• [TASK TO CARRY OUT] Among the records below, find each line bearing the word "UIApplication" and copy it.

• [PROVIDED RECORDS]

PR #214, opened 2022-08-26
Add iOS device accessibility settings to device properties.

selanthiraiyan:
Related to - https://github.com/woocommerce/woocommerce-ios/pull/7576

### Changes
In order to understand the accessibility settings of our users, this PR adds the following properties to the `deviceProperties` dictionary of analytics events.
- preferred content size category to know the font size settings.
- is accessibility category boolean to know whether the font size falls under accessibility category. 

### Known issue

As this PR adds two properties to the `Transformable` `deviceInfo` (a dictionary) property of the core data model, we will face errors when trying to load stores created using previous versions of the core data model. 

This is handled [here](https://github.com/Automattic/Automattic-Tracks-iOS/blob/wcios/track-accessibility-font-setting/Sources/Model/ObjC/Common/Core%20Data/TracksContextManager.m#L51) by deleting the old store and creating a new one using the latest core data model. 

I hope that we have to use a `ValueTransformer` to deal with the `Transformable` `deviceInfo` property of the core data model. I am not sure whether this issue was ignored because,
- A change to the `Transformable` dictionary (`deviceInfo`, `customProperties`, and `userProperties`) type properties is not supposed to happen often. 
- Optimistically, the events are expected to have been already uploaded by the time the user updates the app, and the store gets deleted. 🤞 

Please correct me if I am wrong about this. 

### Testing instructions
Follow the testing instructions from https://github.com/woocommerce/woocommerce-ios/pull/7576

### DIFF
--- a/Sources/Model/ObjC/Common/TracksDeviceInformation.h
+++ b/Sources/Model/ObjC/Common/TracksDeviceInformation.h
@@ -30,7 +30,7 @@ NS_ASSUME_NONNULL_BEGIN
 /// Returns `true` if the preferred reading content size falls under accessibility category.
 ///
 /// - Uses `UIContentSizeCategoryIsAccessibilityCategory` method.
-/// - This will be `false`` for Mac OS.
+/// - This will be `false` for Mac OS.
 ///
 @property (nonatomic, readonly) BOOL isAccessibilityCategory;
 
--- a/Sources/Model/ObjC/Common/TracksDeviceInformation.h
+++ b/Sources/Model/ObjC/Common/TracksDeviceInformation.h
@@ -21,6 +21,12 @@ NS_ASSUME_NONNULL_BEGIN
 @property (nullable, nonatomic, readonly) NSString *currentNetworkOperator;
 @property (nullable, nonatomic, readonly) NSString *currentNetworkRadioType;
 @property (nonatomic, assign) BOOL isWiFiConnected;
+
+/// Preferred reading content size based on the accessibility setting of the iOS device.
+/// - This will be null for Mac OS.
+///
+@property (nullable, nonatomic, readonly) NSString *preferredContentSizeCategory;
+
 /**
  * Indicates whether the device has an Internet connection.
  */
--- a/Sources/Model/ObjC/Common/TracksDeviceInformation.h
+++ b/Sources/Model/ObjC/Common/TracksDeviceInformation.h
@@ -23,7 +23,7 @@ NS_ASSUME_NONNULL_BEGIN
 @property (nonatomic, assign) BOOL isWiFiConnected;
 
 /// Preferred reading content size based on the accessibility setting of the iOS device.
-/// - This will be null for Mac OS.
+/// - This will be NULL for Mac OS.
 ///
 @property (nullable, nonatomic, readonly) NSString *preferredContentSizeCategory;
 
--- a/Sources/Model/ObjC/Common/TracksDeviceInformation.h
+++ b/Sources/Model/ObjC/Common/TracksDeviceInformation.h
@@ -27,6 +27,13 @@ NS_ASSUME_NONNULL_BEGIN
 ///
 @property (nullable, nonatomic, readonly) NSString *preferredContentSizeCategory;
 
+/// Returns `true` if the preferred reading content size falls under accessibility category.
+///
+/// - Uses `UIContentSizeCategoryIsAccessibilityCategory` method.
+/// - This will be `false`` for Mac OS.
+///
+@property (nonatomic, readonly) BOOL isAccessibilityCategory;
+
 /**
  * Indicates whether the device has an Internet connection.
  */
--- a/Sources/Model/ObjC/Common/TracksDeviceInformation.m
+++ b/Sources/Model/ObjC/Common/TracksDeviceInformation.m
@@ -206,6 +206,28 @@
 }
 #endif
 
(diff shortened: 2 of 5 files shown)


Sources/Model/ObjC/Common/TracksDeviceInformation.m
```diff
@@ -206,6 +206,51 @@ - (UIInterfaceOrientation)statusBarOrientation {
...
+    return preferredContentSizeCategory;
+#else   // Mac
+    return @"Unknown";
+#endif
+}
+
+/// Returns `true` if the preferred reading content size falls under accessibility category.
+///
+/// - Uses `UIContentSizeCategoryIsAccessibilityCategory` method.
+/// - This will be `false`` for Mac OS.
```
jaclync: super nit:
```suggestion
/// - This will be `false` for Mac OS.
```

Sources/Model/ObjC/Common/TracksDeviceInformation.m
```diff
@@ -206,6 +206,51 @@ - (UIInterfaceOrientation)statusBarOrientation {
...
+- (NSString *)preferredContentSizeCategory {
+#if TARGET_OS_IPHONE
+    if ([NSThread isMainThread]) {
+        return UIApplication.sharedIfAvailable.preferredContentSizeCategory;
+    }
+
+    __block NSString *preferredContentSizeCategory;
+
+    dispatch_sync(dispatch_get_main_queue(), ^{
+        preferredContentSizeCategory = UIApplication.sharedIfAvailable.preferredContentSizeCategory;
```
jaclync, line 222: I haven't used Objective-C for a long while 😅 do you know if this pauses the return statement below until this line is called when it's not on the main thread?

Sources/Model/ObjC/Common/TracksDeviceInformation.m
```diff
@@ -206,6 +206,51 @@ - (UIInterfaceOrientation)statusBarOrientation {
...
+    });
+
+    return preferredContentSizeCategory;
+#else   // Mac
+    return @"Unknown";
```
jaclync: this doesn't seem to match the behavior in the comments for this method?

> This will be null for Mac OS.

```suggestion
    return nil; // or NULL in objc?
```

Sources/Model/ObjC/Common/TracksDeviceInformation.h
```diff
@@ -21,6 +21,19 @@ NS_ASSUME_NONNULL_BEGIN
...
+
+/// Preferred reading content size based on the accessibility setting of the iOS device.
+/// - This will be null for Mac OS.
+///
+@property (nullable, nonatomic, readonly) NSString *preferredContentSizeCategory;
+
+/// Returns `true` if the preferred reading content size falls under accessibility category.
+///
+/// - Uses `UIContentSizeCategoryIsAccessibilityCategory` method.
+/// - This will be `false`` for Mac OS.
```
jaclync: super nit:
```suggestion
/// - This will be `false` for Mac OS.
```

jaclync (approved):
LGTM, thanks for taking on this task to help us understand the usage :shipit: 

If I understand the two properties correctly, do they correspond to the two controls in the settings below?



I was trying to verify the new properties in Tracks Live View but couldn't seem to access them probably due to a data backend issue p1661755847008199-slack-C03DKP1JP. The API requests seem to send the expected properties, so we can verify them in Tracks later.

Re Known issue:
I also saw Core Data error messages in Xcode like this:
> CoreData: annotation: 	reason : The model used to open the store is incompatible with the one used to create the store

But I also checked Wormholy that `application_opened` (the first event) is always tracked despite the migration errors. I didn't test the case with unsent events before the migration, but it seems like another [previous PR that adds a new device information property](https://github.com/Automattic/Automattic-Tracks-iOS/pull/182/files) didn't do anything about it either.

Sources/Model/ObjC/Common/TracksDeviceInformation.m
selanthiraiyan: Done in d847e6e9d200776a818e400942cc2eb53e9929fd

Sources/Model/ObjC/Common/TracksDeviceInformation.h
selanthiraiyan: Done in d847e6e9d200776a818e400942cc2eb53e9929fd

Sources/Model/ObjC/Common/TracksDeviceInformation.m
selanthiraiyan: Nice catch. Done in bbb876af3a9c60c4ac671d71889189bc322eb4e7

Sources/Model/ObjC/Common/TracksDeviceInformation.m
selanthiraiyan: It has been a long time for me as well. 😅

> do you know if this pauses the return statement below until this line is called when it's not on the main thread?

Yes, as we dispatching synchronously using `dispatch_sync`, this will wait before executing the following `return` statement.

selanthiraiyan:
>If I understand the two properties correctly, do they correspond to the two controls in the settings below?

Oh, it looks like that. I didn't realise this before. 😄 

I added the `device_info_is_accessibility_category` property with the help of `UIContentSizeCategoryIsAccessibilityCategory` method as it looked like an easy way to filter events.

• [RESPONSE AREA]
+        return UIApplication.sharedIfAvailable.preferredContentSizeCategory;
+        preferredContentSizeCategory = UIApplication.sharedIfAvailable.preferredContentSizeCategory;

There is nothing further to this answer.